Archive ORX Session Previews 2018

High Reliability for a Highly Unreliable World

Controlling what you can control ensures inevitable human errors never result in patient harm.

Spence Byrum

Spence Byrum, CEO


Spence Byrum
Spence Byrum, HRS Consulting Weston, Fla.

Many things conspire against you before a patient even walks into your facility, says Spence Byrum, CEO of HRS Consulting, a human performance improvement company. Time, patient, employee and equipment constraints are just part of the unreliable world we live in. Instead of worrying about the things that you can't control, Mr. Byrum will show you how to focus on the things you can control and how to turn your facility into a high reliability organization.

  • What is a High Reliability Organization (HRO)? An HRO is an organization that operates in a very high-risk environment where the cost of a significant error can be catastrophic, if not fatal. Leaders of HROs standardize the things they can control so they can save brain power for the things they can't.
  • Key elements of HROs. As a Coast Guard pilot, Mr. Byrum always had a procedure or plan in place for any situation — whether flying into a hurricane or a blizzard. He'll show you how the best practices outside of health care can be incorporated into and bolster the best practices within health care.
  • OODA loops and why they are critical to reliability. You'll get real-life examples of areas where HRO has been applied with success both in and out of the healthcare setting. Mr. Byrum will discuss how you can apply the observe, orient, decide and act (OODA) loop deployed by the military to the healthcare setting.
  • Surgery in the VUCA-T environment. You work in a VUCA-T environment (Volatility, Uncertainty, Complexity and Ambiguity-Threats). Many things come up during the surgical experience that you may not foresee — missing equipment, staff not ready on time or the patient didn't fill out his paperwork beforehand. Standardizing protocols in the areas you can control has worked for other high-risk companies such as those in aviation and nuclear power. It can work for you, too.
  • Cool under fire. If you're under stress, you can't make good decisions. HRO gives you ways to control what you can so your brain is primed to deal with the challenging decisions you make every day. Mr. Byrum will discuss how applying these HRO strategies will produce better outcomes for your patients.

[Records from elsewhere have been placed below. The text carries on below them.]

PR #2868, opened 2026-08-26
Precharge: reset the last-voltage-reading when starting

jonny5532:
### What
This was initially a test fix because the test-shuffle was causing the precharge test to fail.

It turns out that the precharge (used by MEB) doesn't reset the `prev_external_voltage` last voltage reading to the initial bogus 2000V value when it starts, meaning that a repeat precharge doesn't start in exactly the same way. This now resets it, which will change the behaviour and fix the test.

**CAVEAT:** - I'm not familiar enough with the MEB precharge to know if this is now the correct behaviour, or the test was wrong. It looks like this will have hardly any effect, as the chance of the new reading exactly matching the previous value is very small, but would be good to be sure.

> [!TIP]


dalathegreat (approved):
Yup, agreed 👍

PR #2879, opened 2026-08-28
Feature: BYD cell balance timers page

demon1300:
### What
Adds a **Cell Balance Timers** page for the BYD integration, opened from a button on More Battery Info.

### Why
The BMS keeps a lifetime balancing-hours counter for every cell, but nothing exposed it. You can now see which cells the BMS is working hardest on, and which ones it bled recently.

### How
Pressing **Read Timers** queries the pack over UDS and returns the per-cell hours as JSON. The page compares your last two readings to work out which cells were balanced in between — the pack has no live balancing signal, so a difference in the totals is the only reliable indicator.

The page is stored on the device already compressed, so it takes about a third of the space (4.9 KB instead of 13.5 KB) and doesn't have to be built up again every time someone opens it. If you change the HTML, run tools/gen_balance_page.py to refresh it.

Scans are only manual on this initial release.

image

> [!TIP]


nagyrobi:
Can you post a screenshot please for us who don't own a BYD battery?

demon1300:
> Can you post a screenshot please for us who don't own a BYD battery?

done, check the original post.  This was done using dummy data :)

dalathegreat:
@demon1300 , I just merged your other PR #2880 which caused a merge conflict in the unit tests

demon1300:
@dalathegreat should be clear to merge now!

dalathegreat (approved):

PR #1340, opened 2022-03-18
Feature/gitpod

collymore:
Added a Gitpod file to allow developing with GraphCommerce in Gitpod


collymore:
Here's a preview of how it works if you're not familiar with gitpod 
https://www.youtube.com/watch?v=aTIzFMj9p0Y

.gitpod.yml
```diff
@@ -0,0 +1,27 @@
+tasks:
+  - before: nvm install 14
+    init: |
+      mkdir my-project
+      cp -R examples/magento-graphcms/. my-project
+      cd my-project
```
paales, line 6: If we just want to spin up an example, it is also possible to just do:

```suggestion
      cd examples/magento-graphcms
```

.gitpod.yml
```diff
@@ -0,0 +1,27 @@
...
+      jq 'del(.scripts) | with_entries( if .key | contains("scripts_local") then .key |= sub("scripts_local";"scripts") else . end)' package.json > _.json && mv _.json package.json
+      cp -R .env.example .env
+      rm CHANGELOG.md && touch CHANGELOG.md
```
paales, line 9: Make it inline with the most recent 
```suggestion
      rm CHANGELOG.md
```

paales (changes requested):
Very cool @collymore! I haven't used gitpod per sé, but it would be very nice to add support for it (as well as all the other cloud editors like stackblitz / codesandbox).

I'm running into an issue when I'm using it, that is because we have a `NEXT_PUBLIC_GRAPHQL_ENDPOINT` variable, let me see if we can do something about that.

Schermafbeelding 2022-03-21 om 16 23 56

.gitpod.yml
```diff
@@ -0,0 +1,27 @@
...
+      rm -rf node_modules && rm -rf .next
+      yarn
+      yarn codegen
+    command: cd /workspace/graphcommerce/my-project && npm run dev
```
paales, line 13:
```suggestion
    command: cd /workspace/graphcommerce/examples/magento-graphcms && npm run dev
```

paales:
@collymore We do have the `GITPOD_WORKSPACE_URL` env variable available. And the eventual URL the instance runs on is `3000-$GITPOD_WORKSPACE_URL`. Maybe we can do something with that?

collymore:
> @collymore We do have the `GITPOD_WORKSPACE_URL` env variable available. And the eventual URL the instance runs on is `3000-$GITPOD_WORKSPACE_URL`. Maybe we can do something with that?

Yes that will always be the correct URL. Also there is  ```gp url``` available this will print the current url on the cli 
Screenshot 2022-03-21 at 17 03 34

collymore:
@paales https://github.com/collymore/graphcommerce/commit/a1bb3917900a8d8d9a9a9d0204c6b3d7f4e73f01 fixes the NEXT_PUBLIC_GRAPHQL_ENDPOINT variable issue

paales:
@collymore There are two directions we can go with this:

1. The current 'root' graphcommerce .gitpod assumes the monorepo is present and we are effectively setting up the monorepo and starting the current example.
2. There could be an `examples/magento-graphcms/.gitpod.yml`  that allows you to start the .gitpod by copying the example by replicating https://www.graphcommerce.org/docs/getting-started/create

I've now changed the .gitpod file to make it work with the monorepo.

paales (approved):

paales:
@collymore Merged!

PR #1343, opened 2022-03-21
Chore/canonical

ErwinOtten:


examples/magento-graphcms/pages/[...url].tsx
```diff
@@ -77,6 +77,7 @@ function CategoryPage(props: Props) {
           title={page?.metaTitle ?? ''}
           metaDescription={page?.metaDescription ?? ''}
           metaRobots={page?.metaRobots.toLowerCase().split('_').flat(1) as MetaRobots[]}
+          canonical={`/${page?.url}`}
```
Comment (paales) [inline examples/magento-graphcms/pages/[...url].tsx:80]: A page doesn't always have a URL, because it can be that there is no page defined in GraphCMS, so we need to check for it.

```suggestion
          canonical={page?.url ? `/${page?.url}` : undefined}
```

You might want to use category.url_path instead since that one will always exist

paales (changes requested):

examples/magento-graphcms/.env.example
```diff
@@ -14,8 +14,8 @@ IMAGE_DOMAINS="backend.reachdigital.dev,media.graphcms.com,media.graphassets.com
 # Used to connect to the correct GraphQL endpoint and to enable proper store switching.
 NEXT_PUBLIC_LOCALE_STORES='{"en-us": "en_US", "nl": "nl_NL", "fr-be": "fr_BE", "nl-be": "nl_BE", "en-gb": "en_GB", "en-ca": "en_CA"}'
 
-# Used as a base URL to generate the sitemaps as the base URL isn't available during buildtime.
-NEXT_PUBLIC_SITE_URL="https://graphcommerce.vercel.app"
+# Used as a base URL to generate the sitemaps and canonical url. Include trailing slash.
+NEXT_PUBLIC_SITE_URL="https://graphcommerce.vercel.app/"
```
paales, line 18:
```suggestion
# Used as a base URL to generate the sitemaps and canonical url.
NEXT_PUBLIC_SITE_URL="https://graphcommerce.vercel.app/"
```

paales (approved):

PR #1375, opened 2022-04-01
Specify PSP's so its easier to check when upgrade what one should remove

FrankHarland:


docs/getting-started/create.md
```diff
@@ -152,6 +152,7 @@ the ones your Magento backend doesn't support.
 
 - Remove `"@graphcommerce/[psp]"` from package.json
 - Remove all [psp] references from `pages/checkout/payment.tsx`
+- Currently these are: `[@graphcommerce/mollie-magento-payment, @graphcommerce/magento-payment-braintree]`
```
ErwinOtten, line 155: Is addressed mentioned at line 150

paales: Wasn't too clear for me when reading it first, having the full strings available is helpful here.

ErwinOtten: @FrankHarland suggested changes:

### Remove unused PSP's

The example has Payment Service Providers integrated. Remove
the ones your Magento backend doesn't support.

- Remove Payment Service integrations from package.json: `@graphcommerce/mollie-magento-payment` and/or `@graphcommerce/magento-payment-braintree`
- Remove Payment Service references from `pages/checkout/payment.tsx`

FrankHarland (commented):
@ErwinOtten done!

"Health care demands that we get it right the first time," he says. "It is our moral obligation to significantly decrease the chance for harm." OSM

  • Chief Executive Officer of HRS Consulting, a human performance improvement company created to enhance decision making in high-risk industries.
  • Former Coast Guard rescue pilot and an internationally known expert on the subject of human performance in challenging, time-critical environments.
  • Has reviewed more than 1 million near-miss and sentinel events and is an expert in evaluation of the causal factors and remediation of their impact.